Why Full Employment Is Required to Sustain a Society That We're Proud to Live in
Stay up to date with the latest headlines via email.
This article is part of Back To Full Employment, a forum on the possibilities for full employment in today’s economy.
Robert Pollin makes a compelling case for the centrality of full employment to the creation of a decent society, to the ability of individuals and families to live with dignity rather than despair, and to the overall health of an economy in which consumer spending is key to sustained growth. His capsule history of economic thinking on the causes of unemployment and the tradeoff between employment and inflation -- from Marx to Milton Friedman to Gösta Rehn -- is informative, and his main policy recommendations are difficult to argue with: increase employment in the United States by shifting $330 billion in annual spending from the military and fossil-fuel sectors to public and private investments in education and clean energy for a net gain of 4.8 million jobs.

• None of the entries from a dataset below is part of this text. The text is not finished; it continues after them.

Issue #147, opened 2016-01-15
calc_stat_info broken with wstat


joleroi:
I would like to use WStat for gammapy.  The latest dev version I find with Anaconda is ``4.7+524.g2d013d1``. It does not have Wstat, though.

Would it be possible to release a new dev version?

DougBurke:
We are working through setting up an anaconda version of the `release/4.8.0` branch. The current plan is to have this done by the end of January.

olaurino:
@joleroi if you want to try the release candidate (I can't guarantee it will be the final cut) you can use the binaries in the test channel:
conda install -c http://conda.anaconda.org/sherpa/channel/test sherpa

joleroi:
Thank you very much! 

No the following problem appeared. I am trying to run the PHA intro (http://cxc.harvard.edu/sherpa/threads/pha_intro/) using WStat with the following script.

```
import sherpa.astro.ui as sau

sau.load_pha("3c273.pi")
sau.set_source(sau.powlaw1d.p1)
sau.guess(p1)
sau.set_stat("wstat")
sau.fit()
stats = sau.get_stat_info()
```
Which gives this error
```
Traceback (most recent call last):
  File "fit_wstat.py", line 8, in <module>
    stats = sau.get_stat_info()
  File "<string>", line 1, in get_stat_info
  File "/home/kingj/Software/miniconda3/envs/sherpadev/lib/python2.7/site-packages/sherpa/ui/utils.py", line 7549, in get_stat_info
    return self._get_stat_info()
  File "/home/kingj/Software/miniconda3/envs/sherpadev/lib/python2.7/site-packages/sherpa/astro/ui/utils.py", line 9411, in _get_stat_info
    statinfo = f.calc_stat_info()
  File "/home/kingj/Software/miniconda3/envs/sherpadev/lib/python2.7/site-packages/sherpa/fit.py", line 1058, in calc_stat_info
    stat, fvec = self.stat.calc_stat(dep, model, staterror, syserror)
  File "/home/kingj/Software/miniconda3/envs/sherpadev/lib/python2.7/site-packages/sherpa/stats/__init__.py", line 594, in calc_stat
    raise StatErr('usecstat')
sherpa.utils.err.StatErr: No background data has been supplied. Use cstat
```

DougBurke:
[...]

PR #195, opened 2016-03-17
Generalize calc_stat API + example of how to have several datasets with different fit statistics

dtnguyen2:
When I was asked to pass the bkg data to the UserStat, I made a mistake by

making the code backwards compatible.  Then when I had to add WStat to Sherpa,
things went from bad to very bad.  After all, WStat needs the exposure time and
backscale ratio.  Not to mention the size of the data sets if one is to use it
for fitting simultaneous data sets (different data sets could have different
exposure time and/or backscale ratios).

The old classes for the Stats are not very easily extensible; Moreover, The
changes should also enable the user to do simultaneous fit using different
statistics for different data set.

### DIFF
--- a/sherpa/fit.py
+++ b/sherpa/fit.py
@@ -27,8 +27,7 @@ from numpy import arange, array, abs, iterable, sqrt, where, \
     ones_like, isnan, isinf, float, float32, finfo, nan, any, zeros, append, \
     int, ones
 from sherpa.utils import NoNewAttributesAfterInit, print_fields, erf, igamc, \
-    bool_cast, is_in, is_iterable, list_to_open_interval, sao_fcmp, \
-    get_valid_args
+    bool_cast, is_in, is_iterable, list_to_open_interval, sao_fcmp
 from sherpa.utils.err import FitErr, EstErr, SherpaErr
 from sherpa.data import DataSimulFit
 from sherpa.estmethods import Covariance, EstNewMin
@@ -460,7 +459,7 @@ class IterFit(NoNewAttributesAfterInit):
         # Data set attributes needed to store fitting values between
         # calls to fit
         self._dep = None
-        self.bkg_data = None
+        self.extra_args = None
         self._staterror = None
         self._syserror = None
         self._nfev = 0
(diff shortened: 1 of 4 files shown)


dtnguyen2:
Rebasing to get travis fixes. Original tip was at ab96227.

DougBurke:
From a quick look this looks like a good change, in that it is more extensible. In fact, this part is probably more important than the example showing how to use multiple statistics in a fit (at least to my mind).

@cdeil - does gammapy make use of user statistics yet (I don't think the changes here should break any existing code, but it's worth checking)?

DougBurke:
@olaurino now that this has been rebased (actually done a while ago) can the pr:hold label be removed? Or are there still conflicts with other PRs?

olaurino:
Hmm... right now there are conflicts with master, according to GitHub. In any case as I mentioned CIAOD is not being built with the snapshot branch, so pr:hold doesn't really make any difference. Hopefully we will go back to the normal CIAO routine as the python 3 changes settle down.

DougBurke:
It may well conflict with #253 although that should be an easy fix.

olaurino:
Rebasing and resolving conflicts. Original tip was at 84fde99.

I also changed the commit message to adhere to our standards: I simply added a short line at the biginning of the message and left the rest as the extended description.

DougBurke:
The test failure here is - I assume - fixed by #263 ?

olaurino:
@DougBurke yes. I'll rebase as soon as I can.

DougBurke:
I don't understand why the test `test_wstat_calc_stat_info` - which was introduced as part of the fix for #147 - fails due to the code added here. Looking at the fix in #263 for this, I would have expected the code to fail when #147 was addressed (i.e. why does this test not fail in #253 ?)

olaurino:
@DougBurke there is of course a chance I made a mistake while rebasing, but that seemed straightforward.

olaurino:
Rebasing, original tip: 7fe126e

olaurino:
Just to confirm, @DougBurke, you reviewed this PR and it's ready to be merged (as long as Travis is happy, *ça va sans dire*). Right?

DougBurke:
Short answer: I am happy for this to be merged into master if travis passes.

Longer answer: So, if my thoughts of a rewrite in https://github.com/sherpa/sherpa/pull/269#issuecomment-245900117 are sensible, then I think the `calc_stat` method should be rewritten (or an additional method added that uses `Data` objects instead of arrays). However, that's in the (possible) future and doesn't stop this from being merged (and there are extra tests added too, which helps in any possible rewrite).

I do have one quarrel with the analysis. Pollin observes the low unemployment achieved by the U.S. economy in the late 1990s despite globalization and accepts this as evidence that the United States doesn’t have to address its trade deficit to achieve full employment. But this was possible only in a bubble scenario. With a high trade deficit, either the public or private sector (the latter, in the 1990s example) must incur debt in order to maintain high employment. Reducing the trade deficit is essential to sustaining full employment without a repeat of bubble boom and bust.
Pollin’s central argument, however, is sound, though it might benefit from further elaboration. I take as my starting point his definition of full employment -- with which I am in full agreement -- as not simply workers scratching out a living somehow but as an abundance of jobs with decent wages and working conditions. This definition of full employment raises two issues that need to be confronted: first, the implications of employers’ increased power over workers vis-à-vis wage setting, and second, the implicit willingness of policymakers to count as employment care-work jobs that pay poverty wages. Without this fiction, achieving full employment is a far more difficult proposition. If full employment means jobs for all at decent wages, then we need to be concerned about both re-employing the millions of men who lost jobs in manufacturing and construction and about wages and job quality in the rapidly expanding care-work sectors in which millions of women labor.
On the wage front, the decline in unionization means that older ideas of wages as the result of a grand bargain (or great struggle) over the division of productivity gains are no longer relevant. Unions are not the countervailing force they were in the quarter century from 1948 to 1973, able to compel employers -- through direct negotiations and the “union threat effect” at non-union companies -- to agree to a reasonable division of a growing economic pie.
From the point of view of today’s employers, the notion of wages as a means of securing a decent standard of living for Americans is so last century. At a meeting of the Philadelphia chapter of the National Association of Business Economists, I asked the owner of a medium-sized business whether his employees’ wages were rising along with increases in productivity. “I make it. I take it,” he answered. Like most employers -- and any manager who has taken a course in human-resource management -- he believed that the wage functions to provide workers with an incentive to show up for work and do what managers expect. His workers show up for work -- proof that he is paying them fairly.